ITV News UK Editor Paul Brand has the latest developments on the alleged No.10 party scandal which has forced the resignation of Allegra Stratton amid an angry public backlash
Boris Johnson's former press secretary Allegra Stratton has resigned from government after ITV News revealed a video showing her laughing with No 10 staff about an alleged Covid-rule-breaking party in Downing Street last Christmas.
In the footage staff can be heard making references to “cheese and wine”, while Mr Johnson's then spokesperson Ms Stratton remarked there was “definitely no social distancing.”
Speaking through tears, Ms Stratton gave a statement to broadcasters saying she would "regret those remarks for the rest of my days", as she confirmed she had quit as an adviser to the prime minister.
The former journalist, who previously worked for ITV News and the BBC, offered her "profound apologies".
"My remarks seemed to make light of rules, rules that people were doing everything to obey. That was never my intention."
Prime Minister Johnson also apologised for the video, which he said "sickened" him.
In PMQs on Wednesday, Mr Johnson said he was "furious" to see the leaked recording but added he has been "repeatedly reassured" there was no party.
The prime minister has asked Cabinet Secretary Simon Case to investigate whether events in Number 10 last year broke strict lockdown rules enforced in England last December.
The alleged party is said to have taken place on December 18 while millions of people in the UK were being forced to avoid socialising because of coronavirus lockdowns.
What are the possible routes of investigation into the alleged No.10 Christmas party?
At the time London was in Tier 3 restrictions, under which the law clearly stated: “No person may participate in a gathering in the Tier 3 area which consists of two or more people, and takes place in any indoor space.”
The prime minister agreed to provide the Metropolitan Police with any information the government has about Downing Street parties, with the force currently considering whether it should investigate.
Ms Stratton told reporters: "Working in government is an immense privilege.
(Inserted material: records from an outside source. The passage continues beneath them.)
PR #1297, opened 2016-04-07
libjpeg-turbo: fix md5 code with backport from trunk

emmenlau:
Fixes a check() error that md5cmp hangs on all inputs


Alexpux:
increase pkgrel also

PR #1304, opened 2016-04-10
icu: Update to 57.1

skystrife:


Alexpux:
Well I will accept it but not build before New qt5 build as need rebuild many packages with icu update

skystrife:
Is that just finding every `PKGBUILD` that `depends` on icu and bumping `pkgrel`? Or is it more involved than that? (Wondering if there's anything I can do to help.)

mingwandroid:
Here is a list of the API changes between ICU 56 and ICU 57.

http://source.icu-project.org/repos/icu/icu/tags/release-57-1/APIChangeReport.html

Some projects may break because of these changes.

So it might require looking for patches on the source control repositories of those projects and adding them to MSYS2 but the main time concern for Alexey is that he must rebuild and retest everything.

PR #1307, opened 2016-04-11
mingw-w64-ghostscript: refresh patches

darealshinji:
Patches refreshed. Also removed `configure' from ghostscript-sys-zlib.patch since
the PKGBUILD will run autoconf anyway.


Alexpux:
Update SHA checksums and pkgrel

darealshinji:
Done.

PR #1314, opened 2016-04-12
Master

JPeterMugaas:
More cleaned up submit package without cmake work.


Alexpux:
clang,harfbuzz - increase pkgrel

PR #5778, opened 2019-09-09
Stylus

JPeterMugaas:


lazka:
What's with the ninja change? (and don't you think having one of our base build tools depend on emacs is a bit much?)

JPeterMugaas:
Alright, the highlighters are included in the ninja distribution, not the emacs distribution.  And emacs should only be a make dependency and an opt dependency.   The thing with the mingw-w64 packages is that the bias tends to be including everything in one package (it was something that I did like but I felt that I had to do get things accepted).   For the MSYS2 packages, I had one PKGBUILD that would have a split package.  One would be main package and the other would be thing slike support for emacs and vim.   So can simply download those packages without vim and emacs support if you don't want them.

Alexpux:
@JPeterMugaas i will not accept stylus as nodejs is broken for me and maybe I decide to remove all nodejs packages as no one want to maintain it

PR #5769, opened 2019-09-07
WIP: glib: Update to 2.62.0

lazka:

PR #5782, opened 2019-09-10
WIP: gobject-introspection: Update to 1.62.0

lazka:


lazka:
This should be fine, but I'd like to look into finishing #5769 first.

PR #5787, opened 2019-09-12
New package: bin2header

AntumDeluge:
**Binary to Header**

*bin2header* is a command line tool. It takes any file as an argument and converts its binary data into a source header file for use in C/C++ applications. The data is stored as a character array.

Current version: 0.2.0

Upstream: https://github.com/AntumDeluge/bin2header


AntumDeluge:
Thank you! 😃

PR #5813, opened 2019-09-26
Fix insecure hashes, prefer HTTPS (or HTTP even) over FTP

vszakats:


lazka:
Please try to be more specific with your commit messages.

vszakats:
It really is just an assortment of fixing sloppy practices: MD5, SHA1, missing checksum, FTP protocol. I'm not even sure how some of these are still allowed in new commits.

Do you have a suggestion for a better title?

lazka:
> Do you have a suggestion for a better title?

Anything that somewhat describes what you are trying to do, like:

> It really is just an assortment of fixing sloppy practices: MD5, SHA1, missing checksum, FTP protocol. I'm not even sure how some of these are still allowed in new commits.

lazka:
thanks!

vszakats:
You're welcome and thanks for the merge.

(The 'missing checksum' case was in an orphan (old) file, so it didn't make it into the patch.)

PR #5818, opened 2019-09-29
[NO-MERGE] Mesa3D CI test with Python 3 and Scons.

pal1000:
Mesa3D claims it can now be built with Python 3 and Scons since mesa3d/mesa@3f92d178 so I want to test it, so merging please.


pal1000:
I don't know what's wrong, but this isn't ready.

I tried to do right by you all, to behave with civility and decency and up to the high standards you expect of Number 10."
She said she understood the "anger and frustration" people feel.
Watch the video of Allegra Stratton laughing about an alleged party in No 10 last Christmas
"To all of you who lost loved ones, who endured intolerable loneliness and who struggled with your businesses, I am truly sorry and this afternoon I am offering my resignation to the prime minister."
Meanwhile, the most senior civil servant at the Department for Education has apologised for a party attended by several members of staff on December 10 last year.
Susan Acland-Hood admitted attending the party, which she said was instigated by former Education Secretary Gavin Williamson.
She told the Commons Public Accounts Committee: "While this was a work-related gathering, looking back we accept that it would have been better not to have gathered in this way at that particular time."